Use the root path to load the PyTorch model for training or standard inference.

```python
from transformers import AutoTokenizer, AutoModelForTokenClassification
import torch

model_id = "abreza/persian-ezafe-albert"

tokenizer = AutoTokenizer.from_pretrained(model_id)
model = AutoModelForTokenClassification.from_pretrained(model_id)

text = "کتابخانه مرکزی دانشگاه شریف، فضای وسیع و چشم‌نوازی دارد."
inputs = tokenizer(text, return_tensors="pt")

with torch.no_grad():
    logits = model(**inputs).logits
    predictions = torch.argmax(logits, dim=2)

tokens = tokenizer.convert_ids_to_tokens(inputs["input_ids"][0])
id2label = {0: "-", 1: "EZAFE"}

for token, label_id in zip(tokens, predictions[0].tolist()):
    if token not in tokenizer.all_special_tokens:
        print(f"{token.replace("▁", ""):<15} | {id2label[label_id]}")
```

### 2. Using ONNX Runtime (Production)

For production environments, load from the `quantized` subfolder.

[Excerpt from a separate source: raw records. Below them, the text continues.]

PR #70, opened 2026-04-13
feat: cosign binary bundling and wrapper (A-501, A-502)

jcfischer:
## Summary
- **A-501**: `scripts/fetch-cosign.ts` — downloads cosign v3.0.6 binaries for darwin-arm64, darwin-amd64, linux-amd64 from GitHub releases. Verifies SHA-256 against published checksums. Binaries stored in `vendor/cosign/` (gitignored).
- **A-502**: `src/lib/cosign.ts` — thin wrapper that detects platform, locates the bundled binary, and shells out to `cosign verify-blob --bundle` with certificate identity/OIDC issuer validation.
- Client-side foundation for Sigstore verification — A-503 will wire into `arc install` when meta-factory F5-500 lands.

## New files
| File | Purpose |
|------|---------|
| `scripts/fetch-cosign.ts` | Download + verify cosign binaries |
| `src/lib/cosign.ts` | Platform detection, binary resolution, `verifySigstoreBundle()` |
| `test/unit/cosign.test.ts` | Platform detection, binary resolution, error path tests |
| `vendor/cosign/.gitignore` | Exclude binaries from git (fetched on demand) |

## Design references
- DD-11: Sigstore/cosign for package artifacts
- DD-100: cosign keyless OIDC + Rekor v2 + Sigstore Bundle v0.3
- OQ-12: bundle strategy (embed binaries, no external dependency)

## Test plan
- [x] 482 tests pass (5 new cosign tests)
- [x] `detectPlatform()` returns valid os/arch/binaryName
- [x] `findCosignBinary()` returns string or null
- [x] `verifySigstoreBundle()` returns error when binary/artifact missing
- [ ] Manual: `bun scripts/fetch-cosign.ts` downloads and verifies all 3 binaries

Closes #69

🤖 Generated with [Claude Code](https://claude.com/claude-code)

PR #71, opened 2026-04-13
feat: lazy auto-fetch cosign binary on first use

jcfischer:
## Summary
- `verifySigstoreBundle()` now auto-downloads cosign for the current platform if not present
- Downloads only the single binary needed (not all three platforms)
- SHA-256 verified against published checksums before writing
- `ensureCosignBinary()` exported for explicit pre-fetch
- `verifySigstoreBundle()` is now async (breaking change from #70)
- Download progress goes to stderr

## Before
```
cosign binary not found for cosign-darwin-arm64. Run: bun scripts/fetch-cosign.ts
```

## After
```
Downloading cosign v3.0.6 (cosign-darwin-arm64)...
cosign v3.0.6 downloaded and verified.
```

## Test plan
- [x] 485 tests pass (8 cosign tests)
- [x] `ensureCosignBinary()` returns path or error
- [x] `verifySigstoreBundle()` returns invalid for bad artifacts (with auto-fetch)
- [x] Platform detection includes download URL
- [ ] Manual: delete `vendor/cosign/cosign-*`, run verify — should auto-download

### DIFF
--- a/package.json
+++ b/package.json
@@ -1,6 +1,6 @@
 {
   "name": "arc",
-  "version": "0.18.0",
+  "version": "0.19.0",
   "description": "Agentic component package manager — install, manage, and distribute AI agent skills",
   "type": "module",
   "bin": {
--- a/src/lib/cosign.ts
+++ b/src/lib/cosign.ts
@@ -108,14 +108,15 @@ export async function fetchCosignBinary(): Promise<{ path?: string; error?: stri
 
     const buffer = await response.arrayBuffer();
 
-    // Verify checksum
-    if (expectedHash) {
-      const hasher = new Bun.CryptoHasher("sha256");
-      hasher.update(buffer);
-      const actualHash = hasher.digest("hex");
-      if (actualHash !== expectedHash) {
-        return { error: `cosign checksum mismatch: expected ${expectedHash}, got ${actualHash}` };
-      }
+    // Verify checksum — hard fail if no checksum found
+    if (!expectedHash) {
+      return { error: `No checksum found for ${platform.binaryName} in cosign checksums — refusing to install unverified binary` };
+    }
+    const hasher = new Bun.CryptoHasher("sha256");
+    hasher.update(buffer);
+    const actualHash = hasher.digest("hex");
+    if (actualHash !== expectedHash) {
+      return { error: `cosign checksum mismatch: expected ${expectedHash}, got ${actualHash}` };
     }
 
     // Write binary
--- a/src/lib/cosign.ts
+++ b/src/lib/cosign.ts
@@ -97,6 +97,11 @@ export async function fetchCosignBinary(): Promise<{ path?: string; error?: stri
       }
     }
 
+    // Fail before downloading if no checksum available
+    if (!expectedHash) {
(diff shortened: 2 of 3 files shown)


mellanon:
## Review: feat: lazy auto-fetch cosign binary on first use

**PR:** #71 | **Author:** @jcfischer | **+147 / -27** | 2 files | 1 commit

---

### Verdict: **Approve with one security note**

Clean evolution of the cosign bundling from #70. Auto-fetch on first use is the right UX — no manual `bun scripts/fetch-cosign.ts` step. The async migration is safe since grep confirms no callers exist outside `cosign.ts` and its test file yet.

### What's good

- **Single-binary download** — only fetches the platform binary needed, not all three
- **SHA-256 verification** against published checksums before writing
- **Proper timeouts** — 30s for checksums, 120s for binary download
- **stderr messaging** — download progress doesn't pollute stdout
- **Clean error return pattern** — `{ path?, error? }` with no thrown exceptions
- **Tests properly async** with stderr suppression via `try/finally`
- **Breaking change documented** — PR body correctly flags the sync→async shift

### Notes

**1. Silent checksum skip (security — should fix)**

If the binary name isn't found in `cosign_checksums.txt`, `expectedHash` remains `undefined` and the checksum verification is silently skipped (lines ~107-113 in the diff). The binary gets written without any integrity check.

This should be a hard failure:

```ts
if (!expectedHash) {
  return { error: `No checksum found for ${platform.binaryName} in cosign checksums` };
}
```

Downloading an unverifiable binary defeats the purpose of the checksum fetch.

**2. Race condition (minor, non-blocking)**

Two concurrent calls to `ensureCosignBinary()` could both pass the `existsSync` check and race to download/write the same file. In practice both would write the same verified binary, and `writeFile` on the same path is effectively last-writer-wins, so this is benign. But if you wanted to be defensive, a simple lock (module-level `Promise` variable) would prevent the double download.

**3. `catch (err: any)` (non-blocking)**

Consistent with #70 pattern. Fine to leave.

### Summary

Solid implementation. The only actionable item is the missing checksum guard — currently a successful checksums fetch that doesn't contain the expected binary name results in an unverified download. Everything else is clean.

mellanon (approved):
## Re-review after commit `2cdc5c8`

**Previous note addressed:**

**1. Silent checksum skip — FIXED**
Hard failure now in place when `expectedHash` is `undefined`:
```ts
if (!expectedHash) {
  return { error: `No checksum found for ${platform.binaryName} in cosign checksums — refusing to install unverified binary` };
}
```
Exactly the right fix. No unverified binary can be written to disk.

**Minor ordering observation (non-blocking):** The check happens after the binary download, so bandwidth is wasted on a binary that will be rejected. Moving the `!expectedHash` check before the `fetch(platform.downloadUrl)` call would skip the unnecessary download. This is purely an efficiency nit — the security property (no unverified write) holds either way.

**2. Race condition — unchanged** (was non-blocking)
**3. `catch (err: any)` — unchanged** (was non-blocking)

### Verdict: **Approve**

Security concern resolved. The download-verify-write pipeline is now gapless.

This is the format used in the [Piper-with-LCA-Phonemizer](https://github.com/MahtaFetrat/Piper-with-LCA-Phonemizer) Docker container.

```python
from optimum.onnxruntime import ORTModelForTokenClassification
from transformers import AutoTokenizer
import torch

model_id = "abreza/persian-ezafe-albert"

tokenizer = AutoTokenizer.from_pretrained(model_id, subfolder="quantized")
model = ORTModelForTokenClassification.from_pretrained(
    model_id,
    subfolder="quantized",
    file_name="model_quantized.onnx"
)

text = "کتابخانه مرکزی دانشگاه شریف، فضای وسیع و چشم‌نوازی دارد."
inputs = tokenizer(text, return_tensors="pt")

with torch.no_grad():
    outputs = model(**inputs)
    predictions = torch.argmax(outputs.logits, dim=2)

tokens = tokenizer.convert_ids_to_tokens(inputs["input_ids"][0])

id2label = {0: "-", 1: "EZAFE"}

for token, label_id in zip(tokens, predictions[0].tolist()):
    if token not in tokenizer.all_special_tokens:
        print(f"{token.replace("▁", ""):<15} | {id2label[label_id]}")
```

## Training Data

The model uses the **HomoRich** dataset, a high-quality resource for Persian Grapheme-to-Phoneme tasks. The dataset was preprocessed to extract binary Ezafe labels based on phonemic transcriptions.